::: Given data :::

PR #123, opened 2019-11-20
Javascript fixes

forivall:
This allows the javascript to work in a way that is slightly more in line with how node.js developers expect, with minimal changes. (although I do have other disagreements with the structure of the generated javascript code, but I can leave that to contributing a generator for assemblyscript)

Upon reading the contributing guidelines, i notice the suggestion about not changing existing code's formatting - i'll reduce this PR to just commit 73bcf12 if that's desired.

### DIFF
--- a/.gitignore
+++ b/.gitignore
@@ -11,6 +11,8 @@
 /stemwords
 /dist
 /java/org/tartarus/snowball/ext/
+/javascript/*-stemmer.js
+!/javascript/base-stemmer.js
 /js_out
 /python_check
 /python_out
--- a/compiler/generator_js.c
+++ b/compiler/generator_js.c
@@ -1168,7 +1168,7 @@ static void generate_class_end(struct generator * g) {
     w(g, "~Mreturn base.getCurrent();~N");
     w(g, "~-~M};~N");
     w(g, "~-};~N");
-    /* w(g, "window['~n'] = ~n;~N"); */
+    w(g, "if (typeof module === 'object' && module.exports) module.exports = ~n;~N");
 }
 
 static void generate_among_table(struct generator * g, struct among * x) {
--- a/javascript/README.md
+++ b/javascript/README.md
@@ -1,0 +1,8 @@
+To generate a javascript stemmer for use with `node ./stemwords.js` in this
+directory, run the following:
+
+```bash
+./snowball -p "(require('./base-stemmer'))" ./algorithms/english.sbl -js -o javascript/english-stemmer
+```
+
+Replace "english" with the target language as needed.
--- a/javascript/base-stemmer.js
+++ b/javascript/base-stemmer.js
@@ -2,11 +2,11 @@
 BaseStemmer = function() {
     this.setCurrent = function(value) {
         this.current = value;
-	this.cursor = 0;
-	this.limit = this.current.length;
-	this.limit_backward = 0;
-	this.bra = this.cursor;
-	this.ket = this.limit;
+        this.cursor = 0;
+        this.limit = this.current.length;
+        this.limit_backward = 0;
+        this.bra = this.cursor;
+        this.ket = this.limit;
     };
 
     this.getCurrent = function() {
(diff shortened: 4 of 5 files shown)


ojwb:
That "Please resist reformatting existing code" comment is really about the C code in the compiler - currently there's a lot of duplication between `compiler/generator*.c` which will be easier to eliminate if people avoid reformatting individual files.

Reformatting non-C code is OK so long as it's not mixed with functional changes (so top marks on that).

However this PR fails CI (https://travis-ci.org/snowballstem/snowball/jobs/614730939#L643) so I think more updates are needed to complete these changes.

> although I do have other disagreements with the structure of the generated javascript code

That's probably partly due to my inexperience with modern javascript and partly due to the history.  Snowball's javascript backend was originally a JSX backend (not the JSX you're likely thinking of, but https://jsx.github.io/ which was "a faster, safer, easier JavaScript" that transpiled to javascript).  The JSX project is inactive, so I morphed it into producing javascript code directly, with the primary motivation being to have a demo on the website which could work without any server-side support.

forivall:
Ah! that explains things. I noticed a few comments in some stemmers floating around on npm that they were from the "generated using the snowball to jsx compiler", thanks for that background. I'll take a look at CI error (`make check_js` failing) too.

I'd also like to contribute a `BUILDING` document that covers what commands are in the makefile.

ojwb:
It would also be helpful if the generated JS worked as-is with both node and in the browser.  Currently it seems we have to adjust the output for the website build (possibly that's partly because it gets run through `closure-compiler` there, which significantly reduces the size of the javascript the browser has to fetch - without that it would be over a megabyte, with it's 247K).  Maybe node and browsers have diverged too much now though.

> I'd also like to contribute a `BUILDING` document that covers what commands are in the makefile.

I worry that adds maintenance work.  What's wrong with just directing people to use the makefile to build?  If someone really wants to know how to do it by hand then the commands can be found in the makefile (there's a little extra work to extract them, but they can be confident that those commands works because CI tests them for every push, whereas commands in a new `BUILDING` document would easily get out of step).

ojwb:
It would also be helpful if the generated JS worked as-is with both node and in the browser.  Currently it seems we have to adjust the output for the website build (possibly that's partly because it gets run through `closure-compiler` there, which significantly reduces the size of the javascript the browser has to fetch - without that it would be over a megabyte, with it's 247K).  Maybe node and browsers have diverged too much now though.

> I'd also like to contribute a `BUILDING` document that covers what commands are in the makefile.

I worry that adds extra maintenance work.  What's wrong with just directing people to use the makefile to build?  If someone just want the files built that's simpler and less error-prone than trying to follow a document, and if someone really wants to know how to do it by hand then the commands can be found in the makefile.  There is a little extra work required to extract them, but in exchange one can be confident that those commands work because CI tests them for every push, whereas commands in documentation would easily get out of step.

.gitignore
```diff
@@ -11,6 +11,8 @@
 /stemwords
 /dist
 /java/org/tartarus/snowball/ext/
+/javascript/*-stemmer.js
+!/javascript/base-stemmer.js
```
ojwb, line 15: The generated sources are actually put in `js_out/` (and `NODE_PATH` is set so both directories are searched) so these ignore rules shouldn't be needed.

ojwb:
I've peeled out the whitespace change but extended it to eliminating all the uses of tabs for indentation in javascript files and pushed that.  I've also clarified the anti-reformatting remark in the contributing document to say "C code".

The other changes here definitely need more work (since CI currently fails because of them) but I don't think I know enough about node to resolve that effectively.

I'd also be very happy to sort out the generated Javascript to work well out of the box both with node and in browser (or if that's not really possible, to provide a simple way to generate a version for each).

ojwb:
The changes here break CI so this can't be merged as is.

There's been no progress for about 3 years so I'm going to close.  If you (or anyone) is interested in improving the situation please say and I will reopen (or open a new PR if that makes more sense).  To reiterate what I said above, I'd be very happy to sort out the generated Javascript to work well out of the box both with node and in browser (or if that's not really possible, to provide a simple way to generate a version for each).

forivall:
Yeah, I lost my need to use snowball, so i'm unlikely to pick this back up.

:::

Task goal: From the listing above, extract every line exactly as it stands.

Finished exercise:
PR #123, opened 2019-11-20
Javascript fixes

forivall:
This allows the javascript to work in a way that is slightly more in line with how node.js developers expect, with minimal changes. (although I do have other disagreements with the structure of the generated javascript code, but I can leave that to contributing a generator for assemblyscript)

Upon reading the contributing guidelines, i notice the suggestion about not changing existing code's formatting - i'll reduce this PR to just commit 73bcf12 if that's desired.

### DIFF
--- a/.gitignore
+++ b/.gitignore
@@ -11,6 +11,8 @@
 /stemwords
 /dist
 /java/org/tartarus/snowball/ext/
+/javascript/*-stemmer.js
+!/javascript/base-stemmer.js
 /js_out
 /python_check
 /python_out
--- a/compiler/generator_js.c
+++ b/compiler/generator_js.c
@@ -1168,7 +1168,7 @@ static void generate_class_end(struct generator * g) {
     w(g, "~Mreturn base.getCurrent();~N");
     w(g, "~-~M};~N");
     w(g, "~-};~N");
-    /* w(g, "window['~n'] = ~n;~N"); */
+    w(g, "if (typeof module === 'object' && module.exports) module.exports = ~n;~N");
 }
 
 static void generate_among_table(struct generator * g, struct among * x) {
--- a/javascript/README.md
+++ b/javascript/README.md
@@ -1,0 +1,8 @@
+To generate a javascript stemmer for use with `node ./stemwords.js` in this
+directory, run the following:
+
+```bash
+./snowball -p "(require('./base-stemmer'))" ./algorithms/english.sbl -js -o javascript/english-stemmer
+```
+
+Replace "english" with the target language as needed.
--- a/javascript/base-stemmer.js
+++ b/javascript/base-stemmer.js
@@ -2,11 +2,11 @@
 BaseStemmer = function() {
     this.setCurrent = function(value) {
         this.current = value;
-	this.cursor = 0;
-	this.limit = this.current.length;
-	this.limit_backward = 0;
-	this.bra = this.cursor;
-	this.ket = this.limit;
+        this.cursor = 0;
+        this.limit = this.current.length;
+        this.limit_backward = 0;
+        this.bra = this.cursor;
+        this.ket = this.limit;
     };
 
     this.getCurrent = function() {
(diff shortened: 4 of 5 files shown)


ojwb:
That "Please resist reformatting existing code" comment is really about the C code in the compiler - currently there's a lot of duplication between `compiler/generator*.c` which will be easier to eliminate if people avoid reformatting individual files.

Reformatting non-C code is OK so long as it's not mixed with functional changes (so top marks on that).

However this PR fails CI (https://travis-ci.org/snowballstem/snowball/jobs/614730939#L643) so I think more updates are needed to complete these changes.

> although I do have other disagreements with the structure of the generated javascript code

That's probably partly due to my inexperience with modern javascript and partly due to the history.  Snowball's javascript backend was originally a JSX backend (not the JSX you're likely thinking of, but https://jsx.github.io/ which was "a faster, safer, easier JavaScript" that transpiled to javascript).  The JSX project is inactive, so I morphed it into producing javascript code directly, with the primary motivation being to have a demo on the website which could work without any server-side support.

forivall:
Ah! that explains things. I noticed a few comments in some stemmers floating around on npm that they were from the "generated using the snowball to jsx compiler", thanks for that background. I'll take a look at CI error (`make check_js` failing) too.

I'd also like to contribute a `BUILDING` document that covers what commands are in the makefile.

ojwb:
It would also be helpful if the generated JS worked as-is with both node and in the browser.  Currently it seems we have to adjust the output for the website build (possibly that's partly because it gets run through `closure-compiler` there, which significantly reduces the size of the javascript the browser has to fetch - without that it would be over a megabyte, with it's 247K).  Maybe node and browsers have diverged too much now though.

> I'd also like to contribute a `BUILDING` document that covers what commands are in the makefile.

I worry that adds maintenance work.  What's wrong with just directing people to use the makefile to build?  If someone really wants to know how to do it by hand then the commands can be found in the makefile (there's a little extra work to extract them, but they can be confident that those commands works because CI tests them for every push, whereas commands in a new `BUILDING` document would easily get out of step).

ojwb:
It would also be helpful if the generated JS worked as-is with both node and in the browser.  Currently it seems we have to adjust the output for the website build (possibly that's partly because it gets run through `closure-compiler` there, which significantly reduces the size of the javascript the browser has to fetch - without that it would be over a megabyte, with it's 247K).  Maybe node and browsers have diverged too much now though.

> I'd also like to contribute a `BUILDING` document that covers what commands are in the makefile.

I worry that adds extra maintenance work.  What's wrong with just directing people to use the makefile to build?  If someone just want the files built that's simpler and less error-prone than trying to follow a document, and if someone really wants to know how to do it by hand then the commands can be found in the makefile.  There is a little extra work required to extract them, but in exchange one can be confident that those commands work because CI tests them for every push, whereas commands in documentation would easily get out of step.

.gitignore
```diff
@@ -11,6 +11,8 @@
 /stemwords
 /dist
 /java/org/tartarus/snowball/ext/
+/javascript/*-stemmer.js
+!/javascript/base-stemmer.js
```
ojwb, line 15: The generated sources are actually put in `js_out/` (and `NODE_PATH` is set so both directories are searched) so these ignore rules shouldn't be needed.

ojwb:
I've peeled out the whitespace change but extended it to eliminating all the uses of tabs for indentation in javascript files and pushed that.  I've also clarified the anti-reformatting remark in the contributing document to say "C code".

The other changes here definitely need more work (since CI currently fails because of them) but I don't think I know enough about node to resolve that effectively.

I'd also be very happy to sort out the generated Javascript to work well out of the box both with node and in browser (or if that's not really possible, to provide a simple way to generate a version for each).

ojwb:
The changes here break CI so this can't be merged as is.

There's been no progress for about 3 years so I'm going to close.  If you (or anyone) is interested in improving the situation please say and I will reopen (or open a new PR if that makes more sense).  To reiterate what I said above, I'd be very happy to sort out the generated Javascript to work well out of the box both with node and in browser (or if that's not really possible, to provide a simple way to generate a version for each).

forivall:
Yeah, I lost my need to use snowball, so i'm unlikely to pick this back up.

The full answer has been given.